Watersporters leven met de natuur. En waarempel: vandaag hebben twee leden een zeehond gespot die op de golfbreker naar onze haven lag.
Uiteraard bleef hij niet op de fotograaf wachten, maar het is toch gelukt om nog een paar plaatsjes te schieten.
Uit overleg met de Goereesluis blijkt dat zeehonden wel vaker het Haringvliet op zwemmen, maar dat ze zo ver komen als Numansdorp was nog niet eerder gezien.
Aad de zeehond
De eerste waarneming van de zeehond werd gedaan door de bemanning van ‘De Otter’ (What’s in a name?) die onze zeehond de naam “Aad” hebben gegeven.
Verdere uitleg over die naamkeuze konden ze ons niet geven.


IJsvogel
Het gaat dit jaar zowiezo goed met de fauna op de haven. Vorige week spotten we een ijsvogel, die een mooie toevoeging is aan ons gezelschap van futen, eenden, meerkoeten, aalscholvers, zwanen en ganzen.
En vergeet niet de zeearend die regelmatig boven het havenkantoor cirkelt.
Aalscholver
Deze aalscholver zat laatst onder de steiger rustig te wachten tot hij een prooi kon aanslaan. Dat is voor een Alk hier een eenvoudig klusje.

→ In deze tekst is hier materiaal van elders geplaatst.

PR #3942, opened 2026-07-13
feat(userspace)!: improve invalid UTF-8 sequence handling

ekoops:
**What type of PR is this?**

> /kind bug

> /kind cleanup

/kind design

> /kind documentation

> /kind failing-test

/kind feature

> /kind release

> /kind chart-release

/area build

> /area engine

> /area tests

> /area proposals

> /area automation

> /area chart

This PR syncs Falco with the changes introduced by libs in https://github.com/falcosecurity/libs/pull/3051 .

The PR moves to a more consistent model in which conditions are evaluated on raw/original field values instead of sanitized versions of them (that is, versions where both invalid UTF-8 sequences and non-printable UTF-8 sequences are replaced with the UTF-8 replacement character). This allows to improve the matching accuracy, since specific non-printable and invalid sequences can now be matched using traditional string operators.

Je kunt ze ook wel eens op het Haringvliet met grote snelheid het water in zien duiken om meters onder water feilloos hun favourite eten (paling) aan te slaan. Je bent tenslotte een aalscholver of niet…

Lepelaar
Een Iconische Bewoner van het Haringvliet en Hollands Diep
Deze majestueuze vogel, herkenbaar aan zijn unieke lepelvormige snavel, symboliseert de rijkdom van onze natuur en is een schitterend succesverhaal van natuurherstel in Nederland.
Waar rond 1970 nog slechts 170 broedparen te vinden waren, zijn er tegenwoordig meer dan 2.500 lepelaars in ons land. Dit herstel is nauw verbonden met ons Deltagebied, dat dient als een essentiële pleisterplaats. In het Haringvliet, met concentraties op de Ventjagersplaten, Beningerslikken en het Zuiderdiep, vinden we deze vogels verspreid. Sinds 1999 broeden de lepelaars ook op de Sassenplaat in het Hollands Diep. Het nabijgelegen Voornes Duin speelde een cruciale rol toen de lepelaar zich in 1989 als broedvogel vestigde in het Quackjeswater. Deze kolonie groeide tot een van de grootste van Nederlan.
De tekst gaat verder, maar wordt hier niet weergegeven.